PROVIDED DATA:

PR #1045, opened 2025-07-04
chore(proto): refactor messages structure

SantiagoPittella:
closes: #993 

This PR aims to refactor the structure of the proto files and some messages. I split the common messages into three files: primitives (with the merkle tree and digest messages), accounts (account headers, info, notes), and blockchain (block headers, transactions).

The services remain as top-level "modules" (as Mirko suggested in the issue), and the messages specific to them were placed inside each one of them. Some messages are shared between services, so I introduced a "shared.proto" file with those.

Also, I removed the Request/Response suffixes. In some cases, due to the same name on both messages without the suffix, I used the suffix `Result`. I don't really love this last part, any suggestion on this would be appreciated.

The next step is to use this new names from the generated code in our domain. I'll do this in this PR, but opened it anyways to start discussing the new message's structure.


SantiagoPittella:
1. In the first commit is the initial migration, where I use the `Result` suffix in some messages.
2. In the second commit I replaced the old rust code with the new generated one.
3. After that, each commit is a removal of the `Result` suffix in a message.

proto/proto/remote_prover.proto
```diff
@@ -23,7 +23,7 @@ enum ProofType {
 }
 
 // Request message for proof generation containing payload and proof type metadata.
-message ProvingRequest {
+message Prove {
```
bobbinth: I'm not sure about using action verbs for messages. I find `Prove` to be somewhat confusing and `ProofRequest` would probably have been a more clear name.

proto/proto/remote_prover.proto
```diff
@@ -49,14 +49,14 @@ message ProvingResponse {
 
 service ProxyStatusApi {
     // Returns the status of the proxy.
-    rpc Status(ProxyStatusRequest) returns (ProxyStatusResponse) {}
+    rpc Status(GetProxyStatus) returns (ProxyStatus) {}
 }
 
 // Request message for the status of the proxy.
-message ProxyStatusRequest {}
+message GetProxyStatus {}
```
bobbinth: In other places we use `google.protobuf.Empty` when there are no request parameter. Any reason not to use this here?

proto/proto/remote_prover.proto
```diff
@@ -80,28 +80,28 @@ enum WorkerHealthStatus {
...
 
 service WorkerStatusApi {
     // Returns the status of the worker.
-    rpc Status(WorkerStatusRequest) returns (WorkerStatusResponse) {}
+    rpc Status(GetWorkerStatus) returns (WorkerStatus) {}
 }
 
 // Request message for the status of the worker.
-message WorkerStatusRequest {}
+message GetWorkerStatus {}
```
bobbinth: Same question as above: could we not use `google.protobuf.Empty` instead of creating an empty request type?

proto/proto/remote_prover.proto
```diff
@@ -80,28 +80,28 @@ enum WorkerHealthStatus {
 }
 
 // Response message containing the status of the proxy.
-message ProxyStatusResponse {
+message ProxyStatus {
     // The version of the proxy.
     string version = 1;
     // The proof type supported by this proxy.
     remote_prover.ProofType supported_proof_type = 2;
```
bobbinth: nit: does this need to be `remote_prover.ProofType`? I think we should be able to say just `ProofType` here. (same comment for line 108 below).

proto/proto/block_producer.proto
```diff
@@ -29,10 +25,10 @@ service Api {
     //
     // Currently only a single active subscription is supported. Subscription requests will cancel the active
     // subscription, if any.
-    rpc MempoolSubscription(MempoolSubscriptionRequest) returns (stream MempoolEvent) {}
+    rpc MempoolSubscription(MempoolSubscription) returns (stream MempoolEvent) {}
 }
 
-message MempoolSubscriptionRequest {
+message MempoolSubscription {
```
bobbinth: I would keep this as `MempoolSubscriptionRequest`. Using `MempoolSubscription` makes it sound too much like a message containing mempool subscription.

Also, let's add `MEMPOOL SUBSCRIPTION` section separator above this line.

proto/proto/block_producer.proto
```diff
@@ -2,22 +2,18 @@
...
 import "google/protobuf/empty.proto";
 
 service Api {
     // Submits proven transaction to the Miden network
-    rpc SubmitProvenTransaction(requests.SubmitProvenTransactionRequest) returns (responses.SubmitProvenTransactionResponse) {}
+    rpc SubmitProvenTransaction(shared.SubmitProvenTransaction) returns (shared.ProvenTransaction) {}
 
     // Returns the status info.
-    rpc Status(google.protobuf.Empty) returns (responses.BlockProducerStatusResponse) {}
+    rpc Status(google.protobuf.Empty) returns (shared.BlockProducerStatus) {}
```
bobbinth: Could we define `BlockProducerStatus` in this file? I believe it needs to be shared with the `rpc.proto`, but we should be able to import `block_producer.proto` there, no?

proto/proto/store.proto
```diff
@@ -64,44 +66,232 @@ service Rpc {
     // For preserving some degree of privacy, note tags and nullifiers filters contain only high
     // part of hashes. Thus, returned data contains excessive notes and nullifiers, client can make
     // additional filtering of that data on its side.
-    rpc SyncState(requests.SyncStateRequest) returns (responses.SyncStateResponse) {}
+    rpc SyncState(shared.SyncState) returns (shared.SyncedState) {}
 
     // Returns the status info.
-    rpc Status(google.protobuf.Empty) returns (responses.StoreStatusResponse) {}
+    rpc Status(google.protobuf.Empty) returns (shared.StoreStatus) {}
```
bobbinth: Similar to the last comment, I would define `StoreStatus` here and then just import it from here wherever it is needed.

proto/proto/block_producer.proto
```diff
@@ -2,22 +2,18 @@
...
+import "types/account.proto";
+import "types/blockchain.proto";
+import "types/primitives.proto";
+import "types/shared.proto";
 import "google/protobuf/empty.proto";
 
 service Api {
     // Submits proven transaction to the Miden network
-    rpc SubmitProvenTransaction(requests.SubmitProvenTransactionRequest) returns (responses.SubmitProvenTransactionResponse) {}
+    rpc SubmitProvenTransaction(shared.SubmitProvenTransaction) returns (shared.ProvenTransaction) {}
```
bobbinth: A couple of comments here:

- I don't think `ProvenTransaction` is the right message name here. What we are returning is just the block height and calling it `ProvenTransaction` is going to be confusing. I'm open to other suggestions, but I'd strongly prefer `SubmitProvenTransactionResponse` over `ProvenTransaction` here.
  - Also, this message should probably be defined here and then imported in other files from here as needed.
- `SubmitProvenTransaction` could actually be called `ProvenTransaction` because it in fact contains a proven transaction. I would put this message into `types/transaction.proto` together with other transaction-related messages (e.g., `TransactionId`).

proto/proto/ntx_builder.proto
```diff
@@ -12,18 +13,51 @@ service Api {
...
     //
     // When a new transaction enters the mempool, the NTB needs to be notified of the nullifiers
     // that this transaction consumes through this endpoint. This way, the NTB can discard
     // nullified notes correctly.
-    rpc UpdateNetworkNotes(requests.UpdateNetworkNotesRequest) returns (google.protobuf.Empty) {}
+    rpc UpdateNetworkNotes(UpdateNetworkNotes) returns (google.protobuf.Empty) {}
+}
+
+// Submit a list of network notes to the network transaction builder.
+message SubmitNetworkNotes {
```
bobbinth: Similar to some other comments: I would not use action verbs to name messages. This could probably be `TransactionNetworkNotes` (as this contains network notes generated by a single transaction).

proto/proto/ntx_builder.proto
```diff
@@ -12,18 +13,51 @@ service Api {
...
+        // New status of the transaction.
+        blockchain.TransactionStatus status = 2;
+    }
+
+    // The list of updates for each transaction.
+    repeated TransactionUpdate updates = 1;
+}
+
+// Update the status of network notes that were consumed externally.
+message UpdateNetworkNotes {
```
bobbinth: I would rename this to something like `ConsumedNetworkNotes`.

proto/proto/ntx_builder.proto
```diff
@@ -12,18 +13,51 @@ service Api {
...
+// Update network transaction builder with transaction status changes.
+message UpdateTransactionStatus {
+    // Represents the update for a single transaction.
+    message TransactionUpdate {
+        // Id of the transaction to update.
+        primitives.Digest transaction_id = 1;
+
+        // New status of the transaction.
+        blockchain.TransactionStatus status = 2;
+    }
```
bobbinth: A couple of comments here:

- Shouldn't `TransactionStatus` be defined here? Its definition seems to be pretty specific to the NTB.
- We don't use this nested message pattern often (i.e., `TransactionUpdate` is defined in `UpdateTransactionStatus`) - should we use it more frequently?

proto/proto/ntx_builder.proto
```diff
@@ -12,18 +13,51 @@ service Api {
...
+message SubmitNetworkNotes {    
+    // Id of the transaction that created the notes.
+    primitives.Digest transaction_id = 1;
+
+    // The network notes to submit.
+    repeated account.NetworkNote note = 2;
+}
+
+// Update network transaction builder with transaction status changes.
+message UpdateTransactionStatus {
```
bobbinth: Should this be `TransactionStatusUpdates`?

proto/proto/types/account.proto
```diff
@@ -1,15 +1,65 @@
...
+
+    // Code root hash.
+    primitives.Digest code_commitment = 3;
+
+    // Account nonce.
+    uint64 nonce = 4;
+}
+
+// NOTES
+// ================================================================================================
```
bobbinth: Why do we put notes under accounts? I would create a separate `types/note.proto` file for all note-related messages.

proto/proto/store.proto
```diff
@@ -64,44 +66,232 @@ service Rpc {
...
-    rpc GetNetworkAccountDetailsByPrefix(requests.GetNetworkAccountDetailsByPrefixRequest) returns (responses.GetNetworkAccountDetailsByPrefixResponse) {}
+    rpc GetNetworkAccountDetailsByPrefix(GetNetworkAccountDetailsByPrefix) returns (NetworkAccountDetailsByPrefix) {}
+}
+
+// Applies changes of a new block to the DB and in-memory data structures.
+message ApplyBlock {
+    // Block data encoded using [winter_utils::Serializable] implementation for
+    // [miden_objects::block::Block].
+    bytes block = 1;
+}
```
bobbinth: This should probably be just called `Block` and be in the `types/blockchain.proto`.

proto/proto/types/shared.proto
```diff
@@ -0,0 +1,339 @@
...
+    optional bytes delta = 1;
+}
+
+
+// Represents the result of getting block by number.
+message BlockByNumber {
+    // The requested block data encoded using [winter_utils::Serializable] implementation for
+    // [miden_objects::block::Block].
+    optional bytes block = 1;
+}
```
bobbinth: This is very similar to `ApplyBlock` from the previous comment. I would probably name this `MaybeBlock` and also put it into the `types/blockchain.proto`.

proto/proto/store.proto
```diff
@@ -4,39 +4,41 @@
...
-import "requests.proto";
-import "responses.proto";
+import "types/shared.proto";
+import "types/account.proto";
+import "types/blockchain.proto";
+import "types/primitives.proto";
 import "google/protobuf/empty.proto";
 
 // Store API for the RPC component
 service Rpc {
```
bobbinth: I think most of the message names below need to be improved. I would also probably move most of them here and import them in the `rpc.proto` from here.

The main downside is that this file is probably going to get pretty big - but maybe there is a good way to make it readable with separators.

bobbinth (commented):
Thank you! Not a full review but I left some comments inline.

Overall, I don't think this is much of an improvement over existing layout (and in some ways more confusing). A few things I've highlighted in the comments:

- I would not use action verbs to for message naming.
- If we are removing `Request`/`Response` suffixes, we shouldn't just keep the previous names. For example, `ApplyBlockResponse` is OK as a message name but `ApplyBlock` is probably not. And I think sometimes it is OK to keep `Request` suffix to make things clear.
- I'm not sure we need the `shared.proto` file. Most of these messages could either go into other files under `types` or go into individual service files.
- I think it should be OK to import messages from other service files. For example, in `rpc.proto` we could import messages from `block_producer.proto` and `store.proto`.

proto/proto/rpc.proto
```diff
@@ -64,8 +76,20 @@ service Api {
...
+// Represents the status of the node.
+message RpcStatus {
+    // The rpc component's running version.
+    string version = 1;
+
+    // The store status.
+    store.StoreStatus store_status = 3;
+
+    // The block producer status.
+    block_producer.BlockProducerStatus block_producer_status = 4;
```
bobbinth: nit: I would probably rename field names as:

- `store_status` -> `store`.
- `block_producer_status` -> `block_producer`.

proto/proto/store.proto
```diff
@@ -64,44 +70,505 @@ service Rpc {
     // For preserving some degree of privacy, note tags and nullifiers filters contain only high
     // part of hashes. Thus, returned data contains excessive notes and nullifiers, client can make
     // additional filtering of that data on its side.
-    rpc SyncState(requests.SyncStateRequest) returns (responses.SyncStateResponse) {}
+    rpc SyncState(SyncStateRequest) returns (SyncStateResponse) {}
 
     // Returns the status info.
-    rpc Status(google.protobuf.Empty) returns (responses.StoreStatusResponse) {}
+    rpc Status(google.protobuf.Empty) returns (StoreStatus) {}
```
bobbinth: nit: I would move `Status` to the top of the list (like for other services).

proto/proto/store.proto
```diff
@@ -47,7 +53,7 @@ service Rpc {
     //
     // A basic note sync can be implemented by repeatedly requesting the previous response's block until reaching the
     // tip of the chain. 
-    rpc SyncNotes(requests.SyncNoteRequest) returns (responses.SyncNoteResponse) {}
+    rpc SyncNotes(NoteTags) returns (SyncNotesResponse) {}
```
bobbinth: I would probably keep `SyncNoteRequest` here because the underlying message contains more than just tags.

Also, maybe not for this PR, but we should document how many tags can be passed in and adjust if needed. For example, I think currently the limit may be something like 1000, but we probably need to restrict it quite a bit more. This applies to most endpoints which take lists as parameters.

proto/proto/types/note.proto
```diff
@@ -84,11 +85,23 @@ message NoteSyncRecord {
...
 
     // The note's inclusion proof in the block.
-    merkle.MerklePath merkle_path = 4;
+    primitives.MerklePath merkle_path = 4;
+}
+
+// List of note IDs.
+message NoteIds {
+    // List of note IDs to be queried from the database.
+    repeated primitives.Digest ids = 1;
```
bobbinth: Should we have a message for a single `NoteId` (similar to how we have one for `AccountId` and `TransactionId`).

proto/proto/types/note.proto
```diff
@@ -84,11 +85,23 @@ message NoteSyncRecord {
...
     // The note's metadata.
     NoteMetadata metadata = 3;
 
     // The note's inclusion proof in the block.
-    merkle.MerklePath merkle_path = 4;
+    primitives.MerklePath merkle_path = 4;
+}
+
+// List of note IDs.
+message NoteIds {
```
bobbinth: nit: adding "s" at the end may be a bit too subtle. I wonder if it would be better to say `NoteIdList`. This could also apply to a few other messages.

bobbinth (commented):
Thank you! I think this structure works much better. This is not a full review yet - but I left a few comments inline.

proto/proto/store.proto
SantiagoPittella: I created #1080 to track the second.

proto/proto/types/note.proto
SantiagoPittella: Yes, makes sense to keep that consistency

proto/proto/types/note.proto
```diff
@@ -75,20 +95,20 @@ message NoteInclusionInBlockProof {
...
 message NoteSyncRecord {
-    // The index of the note.
-    uint32 note_index = 1;
-
     // A unique identifier of the note which is a 32-byte commitment to the underlying note data.
-    digest.Digest note_id = 2;
+    NoteId note_id = 1;
+
+    // The index of the note.
+    uint32 note_index = 2;
```
bobbinth: This this index different from `NoteInclusionInBlockProof.note_index_in_block`? If not, we should use the same name for both (probably `note_index_in_block` as it is more descriptive).

proto/proto/types/note.proto
```diff
@@ -61,12 +64,29 @@ message NetworkNote {
...
+message CommittedNote {
+    // Either private, public, or network note.
+    Note note = 1;
+
+    // The data needed to prove that the note is present in the chain.
+    NoteInclusionInBlockProof inclusion_proof = 2;
+}
+
+// Represents the result of getting committed notes.
+message CommittedNotes {
```
bobbinth: This should probably be `CommittedNoteList`.

proto/proto/store.proto
bobbinth, line 1: I still feel that this file is a bit too difficult to navigate. Could we potentially split this into 3 - 4 files? For example, something like this:
```
.
└── proto
    └── store
        ├── rpc.proto
        ├── block_producer.proto
        ├── ntx_builder.proto
        └── shared.proto
```
The `shared.proto` file will probably have very few things in it, and it might make sense to roll it into the `store.proto`.

crates/proto/src/domain/account.rs
```diff
@@ -14,13 +14,16 @@ use thiserror::Error;
 use super::try_convert;
 use crate::{
     errors::{ConversionError, MissingFieldHelper},
-    generated as proto,
+    generated::{
+        account as proto_account,
+        store::{self as proto_store, get_account_proofs_request::account_request},
+    },
```
bobbinth: nit: I would probably still prefer to refer to this as `proto` so that we could do `proto::account::accountId` and `proto::store:: get_account_proofs_request:: account_request`. But also if this creates complications, it is fine as is.

bobbinth (commented):
Looks good! Thank you! I left a few comments inline - mostly nits. The main one is about trying to split up the `store.proto` file for better readability. Other than that, I think this is basically good to go - but would be great to get others to take a look at it too.

proto/proto/types/note.proto
SantiagoPittella: The `note_index` is the leaf index value of the note in the note tree, and the `note_index_in_block` is the index of the note in the note Merkle tree of the block the note was created in.

bobbinth: Maybe I'm missing something, but aren't these the same?

crates/proto/src/domain/account.rs
SantiagoPittella: I did the change for the domain conversions in the proto crate, i can do it in the components too if you prefer it that way, like changing the:
`block_producer_proto::SubmitProvenTransactionResponse` into `proto::block_producer::SubmitProvenTransactionResponse`. wdyt?

proto/proto/store/shared.proto
bobbinth, line 1: Most of the messages here are not actually shared, right? For example, the `Status` message is only relevant to the Store-RPC service, right? If so, I'd move the messages that are not shared into their respective files.

proto/proto/store/shared.proto
```diff
@@ -0,0 +1,278 @@
...
+}
+
+// Represents the result of checking nullifiers.
+message CheckNullifiersResponse {
+    // Each requested nullifier has its corresponding nullifier proof at the same position.
+    repeated primitives.SmtOpening proofs = 1;
+}
+
+// GET BLOCK HEADER BY NUMBER
+// ================================================================================================
```
bobbinth, line 13: Related to the previous comment: I think these may be the only shared messages between the stores sub-services.

proto/proto/store/block_producer.proto
```diff
@@ -0,0 +1,162 @@
...
+
+    // The state commitments of the requested accounts and their authentication paths.
+    repeated account.AccountWitness account_witnesses = 4;
+
+    // The requested nullifiers and their authentication paths.
+    repeated NullifierWitness nullifier_witnesses = 5;
+}
+
+// A nullifier returned as a response to the `GetBlockInputs`.
+message NullifierWitness {
```
bobbinth: Should this message be "nested" in the `BlockInputs`? (to follow the pattern we use in other places).

proto/proto/store/shared.proto
SantiagoPittella: There are a couple messages, like the one that you mentioned, that are shared between one of store subcomponents and other component, in this case would be Store-RPC and RPC component, so it is shared but not between two Store subcomponents. I makes sense to move it to the store-rpc proto file and have the rpc component to use it from there. wdyt?

SantiagoPittella: Just added a commit with this change, and included more renaming of the proto aliases into just proto and then qualifying like what you mentioned before.

SantiagoPittella: I was doing that just in the conversion from generated into native types (qualifying from `proto::*`), should I use this approach in the services definitions too?

bin/faucet/src/rpc_client.rs
```diff
@@ -64,9 +65,9 @@ impl RpcClient {
     ///
     /// Note that this _does not_ include any uncommitted state in the mempool.
     pub async fn get_faucet_account(&mut self, id: FaucetId) -> Result<Account, RpcError> {
-        let request = GetAccountDetailsRequest { account_id: Some(id.account_id.into()) };
+        let request = ProtoAccountId { id: id.account_id.to_bytes().clone() };
```
bobbinth: Could we do this as `proto::AccountId`?

bin/faucet/src/rpc_client.rs
```diff
@@ -38,7 +39,7 @@ impl RpcClient {
     }
 
     pub async fn get_genesis_header(&mut self) -> Result<BlockHeader, RpcError> {
-        let request = GetBlockHeaderByNumberRequest {
+        let request = store_proto::BlockHeaderByNumberRequest {
```
bobbinth: Could we do this as `proto::store::BlockHeaderByNumberRequest`?

bin/faucet/src/rpc_client.rs
```diff
@@ -91,7 +87,7 @@ impl RpcClient {
         &mut self,
         tx: ProvenTransaction,
     ) -> Result<BlockNumber, RpcError> {
-        let request = SubmitProvenTransactionRequest { transaction: tx.to_bytes() };
+        let request = ProtoProvenTransaction { transaction: tx.to_bytes() };
```
bobbinth: Could we do this as `proto::ProvenTranasaction`?

bin/remote-prover/src/api/prover.rs
```diff
@@ -100,7 +103,7 @@ impl ProverRpcApi {
     pub fn prove_tx(
         &self,
         transaction_witness: TransactionWitness,
-    ) -> Result<Response<ProvingResponse>, tonic::Status> {
+    ) -> Result<Response<Proof>, tonic::Status> {
```
bobbinth: I'd prefer this to be `proto::Proof`.

bin/remote-prover/src/api/prover.rs
```diff
@@ -192,18 +195,18 @@ impl ProverApi for ProverRpcApi {
     )]
     async fn prove(
         &self,
-        request: Request<ProvingRequest>,
-    ) -> Result<Response<ProvingResponse>, tonic::Status> {
+        request: Request<ProofRequest>,
+    ) -> Result<Response<Proof>, tonic::Status> {
         match request.get_ref().proof_type() {
-            proto::ProofType::Transaction => {
+            ProtoProofType::Transaction => {
```
bobbinth: I'd prefer this to be `proto::ProofType`.

bobbinth (commented):
Looks good! Thank you! I left some comments inline - mostly about using namespaces to prefix protobuf types (i.e., instead of `ProtoMyType` doing something like `proto::MyType`) - let's try to use this approach consistently throughout.

Also, I think https://github.com/0xMiden/miden-node/pull/1045#discussion_r2206434766 still needs to be addressed.

proto/proto/types/note.proto
SantiagoPittella: I thought that those were different, but talking with @igamigo made me realize that are in fact the same. I'll replace `note_index` with `note_index_in_block` and use the docs of the second as it is more descriptive.

proto/proto/store/rpc.proto
```diff
@@ -0,0 +1,319 @@
...
+    // Last block known by the client. The response will contain data starting from the next block,
+    // until the first block which contains a note of matching the requested tag.
+    fixed32 block_num = 1;
+
+    // Specifies the tags which the client is interested in.
+    repeated fixed32 note_tags = 2;
+}
+
+// Represents the result of syncing notes request.
+message SyncNotesResponse {
```
sergerad, line 304: Part of me wants to strive for fully replacing the request/response suffixes. Mainly because that naming tends to be less expressive than the alternative. Understood that sometimes it may be very difficult to think of an appropriate / expressive name in the context.

Taking this as an example. What would we rename `SyncNotesResponse` to? Perhaps `NoteSyncRecordsByTag` or `..ByTagAndBlock` which gets verbose but you get the idea.

LMK what you think. cc @bobbinth

proto/proto/block_producer.proto
```diff
@@ -32,43 +31,75 @@ service Api {
...
+message SubmitProvenTransactionResponse {
+    // The node's current block height.
+    fixed32 block_height = 1;
+}
+
+// MEMPOOL SUBSCRIPTION
+// ================================================================================================
+
+// Request to subscribe to mempool events.
 message MempoolSubscriptionRequest {
```
sergerad, line 59: Even just `MempoolSubscription` would make sense to me here.

proto/proto/store/block_producer.proto
```diff
@@ -0,0 +1,161 @@
...
+
+    // Returns data required to validate a new transaction.
+    rpc GetTransactionInputs(GetTransactionInputsRequest) returns (TransactionInputs) {}
+}
+
+// GET BLOCK INPUTS
+// ================================================================================================
+
+// Returns data required to prove the next block.
+message GetBlockInputsRequest {
```
sergerad: `BlockInputRequirements` or `BlockInputFields` or similar?

sergerad: Or `*Parameters` for messages that specify parameters like this?

sergerad: would make more sense in the code: 
```Request<BlockInputsParameters>```

rather than
```Request<GetBlockInputsRequest>```.

@bobbinth

File: proto/proto/block_producer.proto (hunk 33 above)
Comment (bobbinth) [reply proto/proto/block_producer.proto:59]: I'm not sure `MempoolSubscription` is a better option here - it implies that the message carries a subscription while it is actually a request for a subscription.

File: proto/proto/store/rpc.proto (hunk 32 above)
Comment (bobbinth) [reply proto/proto/store/rpc.proto:304]: We tried to do that where new names were unambiguous - but for a few, I'm not sure there are good alternatives. For example, we could rename `SyncNotesRequest` into something like `BlockNumberAndNoteTagList` - but I think this may actually be more confusing then `SyncNotesRequest`.

Similar with the `SyncNotesResponse` - though, here maybe something like `NoteSyncRecords` or maybe `BlockNoteSyncRecords` would actually be an improvement (though, I don't think by much).

File: proto/proto/store/block_producer.proto (hunk 34 above)
Comment (bobbinth) [reply proto/proto/store/block_producer.proto]: "InputsParameters" sounds somewhat redundant - but I do think we can improve the naming here by at least getting rid of the `Get` prefix - e.g.:

- `GetBlockInputsRequest` -> `BlockInputsRequest`
- `GetBatchInputsRequest` -> `BatchInputsRequest`
- `GetTransactionInputsRequest` -> `TransactionInputsRequest`

Comment (SantiagoPittella) [reply proto/proto/store/block_producer.proto]: I just pushed this changes, and removed an alias that I missed before.

Comment (sergerad) [reply proto/proto/store/block_producer.proto]: > "InputsParameters" sounds somewhat redundant

The parameters refers to the fields in the request that result the block inputs returned. Although I could be confused about these endpoints I'm not super familiar.

Removing `Get` prefix is definitely an improvement. I still have the nit of disliking `Request<SomethingRequest>` in the code (2x "request" in the type). But its not a problem for readability.

**Review by bobbinth — APPROVED** [review]
Looks good! Thank you! I'm sure we can rename/reshuffle things a bit more, but given the footprint of this PR, I'd prefer merge it sooner rather than later. If there are specific things we want to address, we can do this in follow-up PR/issues.

But would be good to get 1 or 2 more people look through it.

File: proto/proto/types/primitives.proto [hunk 35]
```diff
@@ -0,0 +1,75 @@
...
+message SmtLeafEntryList {
+    // The entries list.
+    repeated SmtLeafEntry entries = 1;
+}
+
+// A leaf in an SMT, sitting at depth 64. A leaf can contain 0, 1 or multiple leaf entries.
+message SmtLeaf {
+    oneof leaf {
+        // An empty leaf.
+        uint64 empty = 1;
```
Mirko-von-Leipzig: This could probably be the empty type `google.proto.Empty` (or whatever it actually is).

proto/build.rs
Mirko-von-Leipzig, line 1: I don't think we need to separate the file descriptors by service, especially for the store.

Mirko-von-Leipzig (approved):
Some minor comments you can ignore; this looks like a really good step forward imo. Thank you!

proto/build.rs
bobbinth: It was my suggestion to separate them. My thinking was that this file has gotten very big and it was difficult to parse through.

There may be better ways to split it up though (rather than by service) - but maybe that could be a separate task.

proto/proto/types/primitives.proto
SantiagoPittella: I think that we still want the leaf index (that's what the `empty` represents here). Probably it is better to just rename it

SantiagoPittella: done

bobbinth (approved):
Looks good! Thank you!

TASK OBJECTIVE: In the material above, transcribe exactly the lines beginning at the one with "chore(proto): refactor messages structure" and ending at the one with "1. In the first", both included.

RESPONSE:
chore(proto): refactor messages structure

SantiagoPittella:
closes: #993 

This PR aims to refactor the structure of the proto files and some messages. I split the common messages into three files: primitives (with the merkle tree and digest messages), accounts (account headers, info, notes), and blockchain (block headers, transactions).

The services remain as top-level "modules" (as Mirko suggested in the issue), and the messages specific to them were placed inside each one of them. Some messages are shared between services, so I introduced a "shared.proto" file with those.

Also, I removed the Request/Response suffixes. In some cases, due to the same name on both messages without the suffix, I used the suffix `Result`. I don't really love this last part, any suggestion on this would be appreciated.

The next step is to use this new names from the generated code in our domain. I'll do this in this PR, but opened it anyways to start discussing the new message's structure.


SantiagoPittella:
1. In the first commit is the initial migration, where I use the `Result` suffix in some messages.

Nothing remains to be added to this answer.